Lines with the word "ContainerHandling" in them must be copied from the records below.
+++ DATA FOR REVIEW
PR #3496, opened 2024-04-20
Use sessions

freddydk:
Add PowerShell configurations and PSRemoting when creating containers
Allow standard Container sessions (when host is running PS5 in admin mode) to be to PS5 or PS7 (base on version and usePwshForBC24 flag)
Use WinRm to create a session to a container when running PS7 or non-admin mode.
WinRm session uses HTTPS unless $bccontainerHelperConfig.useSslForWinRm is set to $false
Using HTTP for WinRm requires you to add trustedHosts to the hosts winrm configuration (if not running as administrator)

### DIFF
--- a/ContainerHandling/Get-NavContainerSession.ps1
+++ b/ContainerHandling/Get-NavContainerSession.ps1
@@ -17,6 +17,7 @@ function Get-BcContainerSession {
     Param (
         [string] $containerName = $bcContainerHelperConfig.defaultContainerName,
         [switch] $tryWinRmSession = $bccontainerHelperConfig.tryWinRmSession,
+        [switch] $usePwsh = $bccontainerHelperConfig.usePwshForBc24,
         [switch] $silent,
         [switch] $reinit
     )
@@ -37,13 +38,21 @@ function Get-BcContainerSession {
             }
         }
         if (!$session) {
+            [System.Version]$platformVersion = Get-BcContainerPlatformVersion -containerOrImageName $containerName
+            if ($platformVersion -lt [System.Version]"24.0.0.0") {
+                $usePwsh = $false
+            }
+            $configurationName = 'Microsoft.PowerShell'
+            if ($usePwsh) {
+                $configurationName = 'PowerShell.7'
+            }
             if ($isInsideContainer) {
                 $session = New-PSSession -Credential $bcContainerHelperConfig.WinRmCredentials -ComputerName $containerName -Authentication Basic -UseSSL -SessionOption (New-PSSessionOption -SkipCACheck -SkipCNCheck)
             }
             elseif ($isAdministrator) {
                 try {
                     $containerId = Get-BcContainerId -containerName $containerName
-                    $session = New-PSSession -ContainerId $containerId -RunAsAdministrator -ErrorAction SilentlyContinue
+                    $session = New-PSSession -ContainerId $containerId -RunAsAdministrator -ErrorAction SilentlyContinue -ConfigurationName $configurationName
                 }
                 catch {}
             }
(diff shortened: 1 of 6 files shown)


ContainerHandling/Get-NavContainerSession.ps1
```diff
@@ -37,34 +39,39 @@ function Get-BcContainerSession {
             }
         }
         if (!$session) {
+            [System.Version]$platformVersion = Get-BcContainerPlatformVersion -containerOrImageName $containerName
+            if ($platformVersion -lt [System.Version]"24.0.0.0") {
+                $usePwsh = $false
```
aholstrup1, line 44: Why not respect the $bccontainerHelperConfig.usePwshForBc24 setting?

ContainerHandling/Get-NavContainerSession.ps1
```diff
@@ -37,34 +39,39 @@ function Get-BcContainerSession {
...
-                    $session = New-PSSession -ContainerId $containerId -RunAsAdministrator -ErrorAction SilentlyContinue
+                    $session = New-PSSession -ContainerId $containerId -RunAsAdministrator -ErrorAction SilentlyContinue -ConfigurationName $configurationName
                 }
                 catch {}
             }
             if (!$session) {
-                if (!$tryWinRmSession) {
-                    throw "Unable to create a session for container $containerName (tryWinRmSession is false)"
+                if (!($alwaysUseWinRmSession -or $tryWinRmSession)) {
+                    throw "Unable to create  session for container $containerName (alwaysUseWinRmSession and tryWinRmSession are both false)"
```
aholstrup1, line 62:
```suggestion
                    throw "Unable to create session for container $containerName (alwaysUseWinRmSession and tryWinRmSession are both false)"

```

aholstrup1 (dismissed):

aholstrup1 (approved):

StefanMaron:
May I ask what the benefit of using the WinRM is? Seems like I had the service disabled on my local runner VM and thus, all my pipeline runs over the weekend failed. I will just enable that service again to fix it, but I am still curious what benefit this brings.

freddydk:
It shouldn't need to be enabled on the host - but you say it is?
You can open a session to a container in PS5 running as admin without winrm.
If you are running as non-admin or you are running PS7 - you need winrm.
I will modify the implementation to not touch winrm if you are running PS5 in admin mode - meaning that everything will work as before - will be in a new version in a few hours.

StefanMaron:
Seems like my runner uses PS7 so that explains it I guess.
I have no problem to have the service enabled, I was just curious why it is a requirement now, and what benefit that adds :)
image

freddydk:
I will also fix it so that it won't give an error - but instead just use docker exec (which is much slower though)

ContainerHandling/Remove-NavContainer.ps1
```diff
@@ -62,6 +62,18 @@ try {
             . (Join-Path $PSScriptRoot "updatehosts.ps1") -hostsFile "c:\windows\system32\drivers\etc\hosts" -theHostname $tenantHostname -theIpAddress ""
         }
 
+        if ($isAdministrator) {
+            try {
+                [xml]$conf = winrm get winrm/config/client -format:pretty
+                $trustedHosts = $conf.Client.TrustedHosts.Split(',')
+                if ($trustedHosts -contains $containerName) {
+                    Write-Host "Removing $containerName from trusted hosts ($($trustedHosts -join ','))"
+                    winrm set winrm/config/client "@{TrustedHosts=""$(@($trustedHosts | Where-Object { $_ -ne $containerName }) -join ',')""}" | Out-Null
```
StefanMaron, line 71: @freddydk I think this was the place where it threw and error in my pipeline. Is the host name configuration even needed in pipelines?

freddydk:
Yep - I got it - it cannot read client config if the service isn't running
++++++
## [OUTPUT FOR THIS TASK]
--- a/ContainerHandling/Get-NavContainerSession.ps1
+++ b/ContainerHandling/Get-NavContainerSession.ps1
ContainerHandling/Get-NavContainerSession.ps1
ContainerHandling/Get-NavContainerSession.ps1
ContainerHandling/Remove-NavContainer.ps1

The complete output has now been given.